There is no such mechanism.
I was referring (without the explicit reference) to someone else's suggestion
to consider optional and rest args. I rather like them too, and adding
them to current Python might be a problem.
> [calling function of two arguments with 3 arguments...]
There is no ambiguity. This is a run-time error (detected in the
called function), similar in nature to the error in assignments like
"a, b = 1, 2, 3".
So in this situation, one is required to put the explicit parens in
(i.e. f((1, 2), 3)), but as a special case, you don't want to require
explicit parens in f(1, 2) when passed to a function declared f(p).
I can appreciate the motivation for this, but the inconsistency bothers
me more.
>Alternatively, the function could be declared f((x, y)).

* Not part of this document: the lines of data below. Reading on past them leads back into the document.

PR #133, opened 2019-06-13
Dockerfile: install all required dependencies with apt.

a-martynovich:


vpetersson:
Is this really a good idea? We have far less control over the versions. However, playing the devil's advocate on myself, this is pretty much how our deb files are being installed.

a-martynovich:
@vpetersson Python debs rarely get updated, at least on Stretch.
The reason why we need this is because we need to have environment as close to the "real" Raspbian as possible. For example (and this is the main reason why I'm doing this) you won't get a working python-iptables v0.11 on pip. However it is in Stretch repository and it's the latest you can get. Same goes to all other Python deps.

This particular PR installs all required deps because otherwise no deps will be installed at all. @rptrchv noticed this.

vpetersson:
That's a fair point. Accepting and merging.

Issue #127, opened 2019-06-10
Write simple web app example that uses auth backend.


vpetersson:
We have a [simple webapp example](https://github.com/WoTTsecurity/agent/tree/master/docs/examples/simple-webapp) for mTLS, but we'd need one for auth too.

Let's use a similar structure as the last one but let's use this simple [HTTP Basic Auth](http://flask.pocoo.org/snippets/8/) example for Flask to hook it up with credentials generated by the agent.

PR #140, opened 2019-06-18
Re: #127 - Writing HTTPS Basic Auth example for Simple WebApp

fshmcallister:
- Added basic skeleton using [this](http://flask.pocoo.org/snippets/8/) with username: user and password: pass

- README.txt Introduction sketch out (will be updated)

- Requirements file same as WebApp from mTLS example


fshmcallister:
- Created a new 'app.py' flask application that runs a very simple WebApp requiring HTTP authentication access via a username and password

- Added WoTT credentials to 'app.py' in JSON format to set username and password through WoTT credentials

- Wrote and finessed documentation walking through Basic HTTP auth example with some common errors

- May need to refine curl commands after commit to ensure correct links

docs/examples/simple-webapp-auth/README.md
```diff
@@ -0,0 +1,125 @@
...
+
+**No module named flask**
+```
+File "/Users/user/dir/app_dir/app.py", line 1, in <module>
+    from flask import Flask
+ImportError: No module named flask
+
+```
+
+This can occur if the requirements file does not install properly. A simple fix is installing flask using `pip3 install flask` globally.
```
vpetersson: `pip3 install flask` isn't the right solution here. It's `pip3 install -r requirements.txt`. The source of the problem is likely that the user wasn't in the virtualenv.

fshmcallister: Noted, thank you

PR #220, opened 2024-07-03
ModeSpec, replacing invididual specs for each mode

### LINKED ISSUE #215: Refactor the `FooSpec`s to be mutually exclusive
> @bzinberg good question - I think for the initial release we'll just make `AutoDetect` monolithic, but we should probably leave open the later possibility of choosing a subset of modes. So really it would be something like
> 
> ```rust
> #[non_exhaustive]
> pub struct AutoDetectConfig {
>   // empty for now, could add power user features later
> }
> 
> pub enum ModeSpec {
>   ProvidedClassic,
>   ...,
>   AutoDetect(AutoDetectConfig),
> }
> ```
> 
> That said, I think structuring this as something like `vec![bid_a, bid_b].iter().max_by_key(|bid| bid.bits_saved)` makes sense in any case.
> 
> @Skielex Yep, the modes are exclusive. I see what you're getting at, but I think the complexity of making `ChunkConfig` generic would require a lot more code and outweight the benefits. For similar reasons, I've made e.g. `FloatMultSpec::Provided(f64)` instead of `...Provided(T)`. On incorrect use, users will get `InvalidArgument` errors, which are obviously not as good as compile-time errors, but these will still fail fast and be easy to test for.
> 
_Originally posted by @mwlon in https://github.com/mwlon/pcodec/issues/212#issuecomment-2183543586_

mwlon:
closes #215

### DIFF
--- a/pco/src/data_types/floats.rs
+++ b/pco/src/data_types/floats.rs
@@ -27,39 +27,29 @@ fn filter_sample<F: FloatLike>(num: &F) -> Option<F> {
   None
 }
 
-fn auto_mode_and_split_latents<F: FloatLike>(
-  nums: &[F],
-  chunk_config: &ChunkConfig,
-) -> ModeAndLatents<F::L> {
-  // up to 3 bids: classic, float mult, float quant modes
-  let mut bids: Vec<Bid<F>> = vec![];
-  bids.push(Bid {
-    mode: Mode::Classic,
-    bits_saved_per_num: 0.0,
-    split_fn: Box::new(|nums| split_latents_classic(nums)),
-  });
-
-  if matches!(chunk_config.mode_spec, ModeSpec::Auto) {
-    if let Some(sample) = sampling::choose_sample(nums, filter_sample) {
-      bids.extend(float_mult_utils::compute_bid(&sample));
-      bids.extend(float_quant_utils::compute_bid(&sample));
-    }
-  }
-
-  let winning_bid = choose_winning_bid(bids);
-  let latents = (winning_bid.split_fn)(nums);
-  (winning_bid.mode, latents)
-}
-
 fn choose_mode_and_split_latents<F: FloatLike>(
   nums: &[F],
   chunk_config: &ChunkConfig,
 ) -> PcoResult<ModeAndLatents<F::L>> {
   match chunk_config.mode_spec {
-    ModeSpec::Auto => Ok(auto_mode_and_split_latents(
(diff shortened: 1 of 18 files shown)


mwlon:
FYI @bzinberg. Very satisfying to delete so many LOC - thanks for enduring the previous incarnation of this spec!

pco/src/tests/recovery.rs
```diff
@@ -52,21 +52,11 @@ fn assert_recovers<T: NumberLike>(
...
-    for (fm, fq) in [
-      (
-        FloatMultSpec::Enabled,
-        FloatQuantSpec::Disabled,
-      ),
-      (
-        FloatMultSpec::Disabled,
-        FloatQuantSpec::Provided(14),
-      ),
-    ] {
```
bzinberg, line 64: Why the behavior change on this unit test?

pco/src/data_types/floats.rs
```diff
@@ -435,17 +413,16 @@ mod tests {
...
-  // #[test]
-  // fn test_choose_quant_mode() {
-  //   let lowest_num_bits = 1.0_f64.to_bits();
-  //   let k = 20;
-  //   let nums = (0..1000)
-  //     .map(|i| f64::from_bits(lowest_num_bits + (i << k)))
-  //     .collect::<Vec<_>>();
-  //   let (mode, _) = choose_mode_and_split_latents(&nums, &ChunkConfig::default()).unwrap();
-  //   assert_eq!(mode, Mode::FloatQuant(k));
-  // }
```
bzinberg, line 448: How did this test get fixed?  I'm not seeing it, but if the PR contains code that fixes the failing test, can we add that information to the PR description?

bzinberg (commented):
Oh yeah this rules.  I'm confused though, see comments

pco/src/data_types/floats.rs
mwlon: I'm being confusing: this was actually fixed in https://github.com/mwlon/pcodec/pull/219, and I should have uncommented the test there, but forgot.

pco/src/tests/recovery.rs
mwlon: At least the first spec here is no longer possible, and I think `Auto + Classic` cover this pretty well. But I might have reduced some coverage with the 2nd one, so maybe I/we should add a new recovery test to hit that case. Thanks for the post-hoc review.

Isn't Python's mechanism very similar (although probably implemented
totally different), except that extra parentheses don't count? After
all, you can define a function as follows
def f(a, (b, c, d), (e, (f, g))): ...
Oh, well I guess I forgot that Python can do this (can you tell I
am not an active user?). In that case, I don't see any point in making
parens optional at the top level of an argument list, except for the
small convenience it affords sometimes. Look at it this way: if the
user is grouping things in a tuple, the elements should have more
relationship to one another than just the fact that they will be passed
as a collective argument to a function. And if doing away with this
"problem" leads to a better solution to the no argument/one argument
problem, I am all in favor of this code breaking change to Python syntax.